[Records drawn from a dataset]
[Start of Attachment]

PR #3854, opened 2022-08-15
Resolve and Unresolve

benibenj:
- Review Threads can be resolved/unresolved from the PullRequest Overview.
- ReviewThreads can be hidden.

### DIFF
--- a/src/common/timelineEvent.ts
+++ b/src/common/timelineEvent.ts
@@ -39,14 +39,16 @@ export interface CommentEvent {
 	createdAt: string;
 }
 
+export interface reviewResolveInfo {
+	threadId: string;
+	canResolve: boolean;
+	canUnresolve: boolean;
+	isResolved: boolean;
+}
+
 export interface ReviewEvent {
 	id: number;
-	reviewThread?: {
-		threadId: string;
-		canResolve: boolean;
-		canUnresolve: boolean;
-		isResolved: boolean;
-	}
+	reviewThread?: reviewResolveInfo
 	event: EventType;
 	comments: IComment[];
 	submittedAt: string;
--- a/src/common/timelineEvent.ts
+++ b/src/common/timelineEvent.ts
@@ -41,6 +41,12 @@ export interface CommentEvent {
 
 export interface ReviewEvent {
 	id: number;
+	reviewThread?: {
+		threadId: string;
+		canResolve: boolean;
+		canUnresolve: boolean;
+		isResolved: boolean;
+	}
 	event: EventType;
 	comments: IComment[];
 	submittedAt: string;
--- a/src/common/timelineEvent.ts
+++ b/src/common/timelineEvent.ts
@@ -39,7 +39,7 @@ export interface CommentEvent {
 	createdAt: string;
 }
 
-export interface reviewResolveInfo {
+export interface ReviewResolveInfo {
 	threadId: string;
 	canResolve: boolean;
 	canUnresolve: boolean;
@@ -48,7 +48,7 @@ export interface reviewResolveInfo {
 
 export interface ReviewEvent {
 	id: number;
-	reviewThread?: reviewResolveInfo
+	reviewThread?: ReviewResolveInfo
 	event: EventType;
 	comments: IComment[];
 	submittedAt: string;
--- a/src/github/pullRequestModel.ts
+++ b/src/github/pullRequestModel.ts
@@ -997,6 +997,20 @@ export class PullRequestModel extends IssueModel<PullRequest> implements IPullRe
 			}
 		});
 
+		reviewThreads.forEach(thread => {
+			if (!thread.prReviewDatabaseId || !reviewEventsById[thread.prReviewDatabaseId]) {
+				return;
+			}
+			const prReviewThreadEvent = reviewEventsById[thread.prReviewDatabaseId];
+			prReviewThreadEvent.reviewThread = {
+				threadId: thread.id,
+				canResolve: thread.viewerCanResolve,
+				canUnresolve: thread.viewerCanUnresolve,
+				isResolved: thread.isResolved
+			};
+
+		});
+
 		const pendingReview = reviewEvents.filter(r => r.state.toLowerCase() === 'pending')[0];
 		if (pendingReview) {
 			// Ensures that pending comments made in reply to other reviews are included for the pending review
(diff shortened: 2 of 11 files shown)


src/github/pullRequestModel.ts
```diff
@@ -997,6 +997,20 @@ export class PullRequestModel extends IssueModel<PullRequest> implements IPullRe
...
+			const prReviewThreadEvent = reviewEventsById[thread.prReviewDatabaseId];
+			prReviewThreadEvent.reviewThread = {
+				threadId: thread.id,
+				canResolve: thread.viewerCanResolve,
+				canUnresolve: thread.viewerCanUnresolve,
+				isResolved: thread.isResolved
+			};
+
+		});
+
```
alexr00, line 1013: Why is this needed? The `PullRequestComments` query, which is what `reviewThreads` seems to come from, looks like it should have these properties already:

https://github.com/microsoft/vscode-pull-request-github/blob/da74def171b2bd0ff0123e015c3a67fb7fbe4ba8/src/github/queries.gql#L378-L386

webviews/common/context.tsx
```diff
@@ -176,6 +176,13 @@ export class PRContext {
 
 	public openDiff = (comment: IComment) => this.postMessage({ command: 'pr.open-diff', args: { comment } });
 
+	public toggleResolveComment = (reviewThread: ReviewEvent['reviewThread'], thread: IComment[]) => {
+		if (!reviewThread) {
+			return;
+		}
+		this.postMessage({ command: 'pr.resolve-comment-thread', args: { threadId: reviewThread.threadId, toResolve: reviewThread.isResolved, thread } });
```
alexr00, line 183: Might need to await this `postMessage` and then call `updatePR`. That could be where the unexpected UI behavior we were seeing is coming from.

src/github/pullRequestModel.ts
benibenj: We are getting the information from `PullRequestComments`, but need the TimelineEvent to know about this information. And as the TimelineEvents API does not know about the threadId and resolve permissions, we need to add this information to the event.

webviews/common/context.tsx
benibenj: Actually I was only missing the `updatePR` call. I was changing the values in the timeline but I did not update the state which caused the inconsistent state.

webviews/common/context.tsx
```diff
@@ -176,6 +176,17 @@ export class PRContext {
...
 	public openDiff = (comment: IComment) => this.postMessage({ command: 'pr.open-diff', args: { comment } });
 
+	public toggleResolveComment = (reviewThread: ReviewEvent['reviewThread'], thread: IComment[], newResolved: boolean) => {
+		if (!reviewThread) {
+			return;
+		}
+		reviewThread.isResolved = newResolved;
+		reviewThread.canUnresolve = newResolved;
+		reviewThread.canResolve = !newResolved;
+		this.updatePR({});
```
alexr00, line 186: The usual patter for `updatePR` is to pass the properteis of the PR that changed into `updatePR`. Does just calling it without passing in the updated `{ events }` work?

alexr00: I guess you're modifying the original object, so that's why it would work. I find this to be a little tricky to understand and not self-documenting (I have to make sure I understand that `reviewThread` is the same object that is already in `this.pr`, there are no clues about what is happening). Instead, is it possible to use the usual `const response = await this.postMessage` then pass some property of the `response` into `updatePR`?

benibenj: It seemed to work but I just noticed it actually doe not. I'm trying to figure out how to only update the state of one array item

webviews/common/context.tsx
```diff
@@ -176,6 +176,17 @@ export class PRContext {
 
 	public openDiff = (comment: IComment) => this.postMessage({ command: 'pr.open-diff', args: { comment } });
 
+	public toggleResolveComment = (reviewThread: ReviewEvent['reviewThread'], thread: IComment[], newResolved: boolean) => {
```
alexr00, line 179: nit: I would prefer we break `ReviewThread` into a separate type.

src/common/timelineEvent.ts
```diff
@@ -39,8 +39,16 @@ export interface CommentEvent {
 	createdAt: string;
 }
 
+export interface reviewResolveInfo {
```
alexr00, line 42: The style in this codebase is that interface names are Pascal case.

alexr00: And the signature [here](https://github.com/microsoft/vscode-pull-request-github/blob/9859e75b24f99d8402fc443a7bd286e6ed0bc1c5/webviews/common/context.tsx#L179) should use the new type.

webviews/common/context.tsx
alexr00: Would it make sense to call `PullRequestModel`'s `getTimelineEvents` method after doing the resolve in `PullRequestOverViewPanel`? That would also have the benefit of updating state that the overview uses so that we're up-to-date in both the extension and the webview as well as giving you the correct item to include in the message response.

alexr00 (changes requested):

src/github/pullRequestModel.ts
```diff
@@ -938,17 +939,25 @@ export class PullRequestModel extends IssueModel<PullRequest> implements IPullRe
...
-			const { data } = await query<TimelineEventsResponse>({
-				query: schema.TimelineEvents,
-				variables: {
-					owner: remote.owner,
-					name: remote.repositoryName,
-					number: this.number,
-				},
-			});
+			const [{ data }, latestReviewCommitInfo, currentUser, reviewThreads] = await Promise.all([
+				await query<TimelineEventsResponse>({
```
alexr00, line 943: unneeded await?

webviews/common/context.tsx
```diff
@@ -5,7 +5,7 @@
 
 import { createContext } from 'react';
 import { IComment } from '../../src/common/comment';
-import { EventType, isReviewEvent, ReviewEvent } from '../../src/common/timelineEvent';
+import { EventType, isReviewEvent, ReviewEvent, ReviewResolveInfo, TimelineEvent } from '../../src/common/timelineEvent';
```
alexr00, line 8: lint error with unused `ReviewResolveInfo`. I'll try to see why the build isn't catching this.

alexr00 (dismissed):

src/github/pullRequestModel.ts
benibenj: yes, thanks for noticing

alexr00 (approved):
👍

[End of Attachment]

## About this task
All of the data above should be transcribed exactly.

## Written answer
PR #3854, opened 2022-08-15
Resolve and Unresolve

benibenj:
- Review Threads can be resolved/unresolved from the PullRequest Overview.
- ReviewThreads can be hidden.

### DIFF
--- a/src/common/timelineEvent.ts
+++ b/src/common/timelineEvent.ts
@@ -39,14 +39,16 @@ export interface CommentEvent {
 	createdAt: string;
 }
 
+export interface reviewResolveInfo {
+	threadId: string;
+	canResolve: boolean;
+	canUnresolve: boolean;
+	isResolved: boolean;
+}
+
 export interface ReviewEvent {
 	id: number;
-	reviewThread?: {
-		threadId: string;
-		canResolve: boolean;
-		canUnresolve: boolean;
-		isResolved: boolean;
-	}
+	reviewThread?: reviewResolveInfo
 	event: EventType;
 	comments: IComment[];
 	submittedAt: string;
--- a/src/common/timelineEvent.ts
+++ b/src/common/timelineEvent.ts
@@ -41,6 +41,12 @@ export interface CommentEvent {
 
 export interface ReviewEvent {
 	id: number;
+	reviewThread?: {
+		threadId: string;
+		canResolve: boolean;
+		canUnresolve: boolean;
+		isResolved: boolean;
+	}
 	event: EventType;
 	comments: IComment[];
 	submittedAt: string;
--- a/src/common/timelineEvent.ts
+++ b/src/common/timelineEvent.ts
@@ -39,7 +39,7 @@ export interface CommentEvent {
 	createdAt: string;
 }
 
-export interface reviewResolveInfo {
+export interface ReviewResolveInfo {
 	threadId: string;
 	canResolve: boolean;
 	canUnresolve: boolean;
@@ -48,7 +48,7 @@ export interface reviewResolveInfo {
 
 export interface ReviewEvent {
 	id: number;
-	reviewThread?: reviewResolveInfo
+	reviewThread?: ReviewResolveInfo
 	event: EventType;
 	comments: IComment[];
 	submittedAt: string;
--- a/src/github/pullRequestModel.ts
+++ b/src/github/pullRequestModel.ts
@@ -997,6 +997,20 @@ export class PullRequestModel extends IssueModel<PullRequest> implements IPullRe
 			}
 		});
 
+		reviewThreads.forEach(thread => {
+			if (!thread.prReviewDatabaseId || !reviewEventsById[thread.prReviewDatabaseId]) {
+				return;
+			}
+			const prReviewThreadEvent = reviewEventsById[thread.prReviewDatabaseId];
+			prReviewThreadEvent.reviewThread = {
+				threadId: thread.id,
+				canResolve: thread.viewerCanResolve,
+				canUnresolve: thread.viewerCanUnresolve,
+				isResolved: thread.isResolved
+			};
+
+		});
+
 		const pendingReview = reviewEvents.filter(r => r.state.toLowerCase() === 'pending')[0];
 		if (pendingReview) {
 			// Ensures that pending comments made in reply to other reviews are included for the pending review
(diff shortened: 2 of 11 files shown)


src/github/pullRequestModel.ts
```diff
@@ -997,6 +997,20 @@ export class PullRequestModel extends IssueModel<PullRequest> implements IPullRe
...
+			const prReviewThreadEvent = reviewEventsById[thread.prReviewDatabaseId];
+			prReviewThreadEvent.reviewThread = {
+				threadId: thread.id,
+				canResolve: thread.viewerCanResolve,
+				canUnresolve: thread.viewerCanUnresolve,
+				isResolved: thread.isResolved
+			};
+
+		});
+
```
alexr00, line 1013: Why is this needed? The `PullRequestComments` query, which is what `reviewThreads` seems to come from, looks like it should have these properties already:

https://github.com/microsoft/vscode-pull-request-github/blob/da74def171b2bd0ff0123e015c3a67fb7fbe4ba8/src/github/queries.gql#L378-L386

webviews/common/context.tsx
```diff
@@ -176,6 +176,13 @@ export class PRContext {
 
 	public openDiff = (comment: IComment) => this.postMessage({ command: 'pr.open-diff', args: { comment } });
 
+	public toggleResolveComment = (reviewThread: ReviewEvent['reviewThread'], thread: IComment[]) => {
+		if (!reviewThread) {
+			return;
+		}
+		this.postMessage({ command: 'pr.resolve-comment-thread', args: { threadId: reviewThread.threadId, toResolve: reviewThread.isResolved, thread } });
```
alexr00, line 183: Might need to await this `postMessage` and then call `updatePR`. That could be where the unexpected UI behavior we were seeing is coming from.

src/github/pullRequestModel.ts
benibenj: We are getting the information from `PullRequestComments`, but need the TimelineEvent to know about this information. And as the TimelineEvents API does not know about the threadId and resolve permissions, we need to add this information to the event.

webviews/common/context.tsx
benibenj: Actually I was only missing the `updatePR` call. I was changing the values in the timeline but I did not update the state which caused the inconsistent state.

webviews/common/context.tsx
```diff
@@ -176,6 +176,17 @@ export class PRContext {
...
 	public openDiff = (comment: IComment) => this.postMessage({ command: 'pr.open-diff', args: { comment } });
 
+	public toggleResolveComment = (reviewThread: ReviewEvent['reviewThread'], thread: IComment[], newResolved: boolean) => {
+		if (!reviewThread) {
+			return;
+		}
+		reviewThread.isResolved = newResolved;
+		reviewThread.canUnresolve = newResolved;
+		reviewThread.canResolve = !newResolved;
+		this.updatePR({});
```
alexr00, line 186: The usual patter for `updatePR` is to pass the properteis of the PR that changed into `updatePR`. Does just calling it without passing in the updated `{ events }` work?

alexr00: I guess you're modifying the original object, so that's why it would work. I find this to be a little tricky to understand and not self-documenting (I have to make sure I understand that `reviewThread` is the same object that is already in `this.pr`, there are no clues about what is happening). Instead, is it possible to use the usual `const response = await this.postMessage` then pass some property of the `response` into `updatePR`?

benibenj: It seemed to work but I just noticed it actually doe not. I'm trying to figure out how to only update the state of one array item

webviews/common/context.tsx
```diff
@@ -176,6 +176,17 @@ export class PRContext {
 
 	public openDiff = (comment: IComment) => this.postMessage({ command: 'pr.open-diff', args: { comment } });
 
+	public toggleResolveComment = (reviewThread: ReviewEvent['reviewThread'], thread: IComment[], newResolved: boolean) => {
```
alexr00, line 179: nit: I would prefer we break `ReviewThread` into a separate type.

src/common/timelineEvent.ts
```diff
@@ -39,8 +39,16 @@ export interface CommentEvent {
 	createdAt: string;
 }
 
+export interface reviewResolveInfo {
```
alexr00, line 42: The style in this codebase is that interface names are Pascal case.

alexr00: And the signature [here](https://github.com/microsoft/vscode-pull-request-github/blob/9859e75b24f99d8402fc443a7bd286e6ed0bc1c5/webviews/common/context.tsx#L179) should use the new type.

webviews/common/context.tsx
alexr00: Would it make sense to call `PullRequestModel`'s `getTimelineEvents` method after doing the resolve in `PullRequestOverViewPanel`? That would also have the benefit of updating state that the overview uses so that we're up-to-date in both the extension and the webview as well as giving you the correct item to include in the message response.

alexr00 (changes requested):

src/github/pullRequestModel.ts
```diff
@@ -938,17 +939,25 @@ export class PullRequestModel extends IssueModel<PullRequest> implements IPullRe
...
-			const { data } = await query<TimelineEventsResponse>({
-				query: schema.TimelineEvents,
-				variables: {
-					owner: remote.owner,
-					name: remote.repositoryName,
-					number: this.number,
-				},
-			});
+			const [{ data }, latestReviewCommitInfo, currentUser, reviewThreads] = await Promise.all([
+				await query<TimelineEventsResponse>({
```
alexr00, line 943: unneeded await?

webviews/common/context.tsx
```diff
@@ -5,7 +5,7 @@
 
 import { createContext } from 'react';
 import { IComment } from '../../src/common/comment';
-import { EventType, isReviewEvent, ReviewEvent } from '../../src/common/timelineEvent';
+import { EventType, isReviewEvent, ReviewEvent, ReviewResolveInfo, TimelineEvent } from '../../src/common/timelineEvent';
```
alexr00, line 8: lint error with unused `ReviewResolveInfo`. I'll try to see why the build isn't catching this.

alexr00 (dismissed):

src/github/pullRequestModel.ts
benibenj: yes, thanks for noticing

alexr00 (approved):
👍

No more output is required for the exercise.